Everyone has had a love affair with the color purple at one time or another. Most of us likely had that love affair in kindergarten when we battled each other for the purple crayon, because heaven forbid, we get stuck with Burnt Sienna. Purple is a color that spans history as we know it, conjuring up images of kings, queens, and witches. Purple has, for a large part of history, been a color reserved for the rich and powerful. We can trace that fact back to, of all things, a snail.
Ancient Phoenicians discovered that they could extract mucus from a predatory sea snail and create purple dye. I found this information momentarily alarming for two reasons.
1. Who discovered this? Who cracked open a snail, eyeballed the mucus and said, “Let’s make clothes?”
2. I did not know that snails could be predatory. I choose to retain my childhood love of cute snails who eat plants and leave behind sparkly trails of slime, not mercenary no-limit snails who kill other creatures.
This mucus-dye was intended to help the snail sedate its prey. But mankind decided to use this mucus to create purple dye, and the only way to do this was by “milking” the snails. I wish that was a joke, and yes, the mental pictures associated with that fact are less than desirable. This was, no doubt, a labor-intensive endeavor, and it took thousands of snails to create even an ounce of dye. Purple dye (and clothing) had an exorbitant price point that limited anything of the purple persuasion available to only the very wealthy. This stunning shade, a mix between blue and red, was known as Tyrian purple. Apparently, this dye smelled so foul, that the Talmud granted women the right to divorce any husband who became a dyer after marriage. Given the Jewish commitment to lasting marriages, that tells us all we need to know about the smell associated with milking a snail.

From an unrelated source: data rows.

PR #164, opened 2024-03-27
feat: parallel upload processing

daniel-codecov:
Not much, most of the work is done [here](https://github.com/codecov/worker/pull/347). Also a small quality of life change for refreshing feature flags when developing.

### Legal Boilerplate

### DIFF
--- a/shared/bundle_analysis/models.py
+++ b/shared/bundle_analysis/models.py
@@ -85,7 +85,6 @@ SCHEMA_VERSION = 1
 
 Base = declarative_base()
 
-
 """
 Create a custom context manager for SQLAlchemy session because worker is currently
 stuck on SQLAlchemy version <1.4, and built in context manager for session is introduced
--- a/shared/reports/enums.py
+++ b/shared/reports/enums.py
@@ -7,7 +7,9 @@ class UploadState(CodecovDatabaseEnum):
     ERROR = (3,)
     FULLY_OVERWRITTEN = (4,)
     PARTIALLY_OVERWRITTEN = (5,)
-    PARALLEL_PROCESSED = (6,)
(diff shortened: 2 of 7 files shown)


shared/reports/resources.py
```diff
@@ -1021,18 +1021,29 @@ def manifest(self):
...
-        sessionid = self.next_session_number()
+    def add_session(self, session, parallel_idx=None):
+        sessionid = self.next_session_number(parallel_idx)
         self.sessions[sessionid] = session
         if self._totals:
             # add session to totals
-            self._totals = dataclasses.replace(self._totals, sessions=sessionid + 1)
+            if parallel_idx:
+                self._totals = dataclasses.replace(
+                    self._totals, sessions=max(sessionid + 1, self._totals.sessions)
```
daniel-codecov, line 1042: I'm not actually sure if `max` here is necessary

shared/bundle_analysis/models.py
```diff
@@ -85,8 +85,6 @@
 
 Base = declarative_base()
 
-
```
daniel-codecov, line 88: lint

shared/reports/enums.py
```diff
@@ -7,6 +7,9 @@ class UploadState(CodecovDatabaseEnum):
     ERROR = (3,)
     FULLY_OVERWRITTEN = (4,)
     PARTIALLY_OVERWRITTEN = (5,)
+    PARALLEL_PROCESSED = (
+        6,
+    )  # not used right now, but will when parallel upload procesing is rolled out
```
matt-codecov, line 12: what is the difference between this and `PROCESSED`? could you explain when this status will be used in a comment?

matt-codecov (approved):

The color purple is peppered throughout history. God refers to it in the Old Testament book of Exodus. It’s a shade mentioned in the Iliad and the poems of Sappho. In ancient Rome, purple became a clothing shade that was policed upon penalty of death. China was the first to create a synthetic dye, and Emperor Charlemagne was buried in a shroud of Tyrian purple. Gustav Klimt (above) loved painting with purple, and it was one of the colors that represented the Women’s Suffrage movement. Prince claimed it as his signature color, and Alice Walker used it as part of her famous book title.
Purple also has mystical and magical connotations. It’s a shade associated with witches at Halloween, crystal balls, and the smoke coming from a spooky cauldron. Now that we know about the color’s expensive-snail inception, it’s safe to say no one was running around wearing a purple witch hat in colonial Salem, but in popular culture, it’s a shade still associated with witches. A purple door can signify the occupant is a practitioner of magic, and it’s also the shade associated with the crown chakra, which is believed to link us to enlightenment and the divine.
But what does any of this have to do with decorating with purple? These days purple is no longer linked to royals, snails, or shrouds. We can wear it, and we can decorate with it. It’s a shade that women and men alike favor, or detest. In my conversations with people over the years, there is usually no middle ground. My friends either love decorating with purple, or they avoid it at all costs. I’m in the strange middle. I love wearing purple, I love amethyst crystals, and there’s hardly anything more beautiful than a purple hyacinth, but I won’t be painting any of my rooms purple. I once had a purple office in a basement, and it did not encourage enlightenment or divine thoughts, only a pervading sense of darkness and an intrinsic desire to lay in the sun. But for those who choose to decorate with purple, it does send a message into the world that they are bold, creative risk-takers.
Purple can be soothing. A bedroom in shades of soft lilac is comforting. Purple can also be loud and brash, such as bright purple velvet curtains in a dining room. Color combinations with purple can also evoke very different environments. Purple and red are energetic and jolting, while lavender and pale aqua can evoke restful, spa-like rooms.
One thing is certain, purple is not a shade relegated to kindergarten crayons or Halloween. Whether you paint your entire house exterior in shades of eggplant or your front door in a twilight hue, or you place a simple vase filled with iris on your dining room table, this is a shade that has stood, and will stand, the test of time.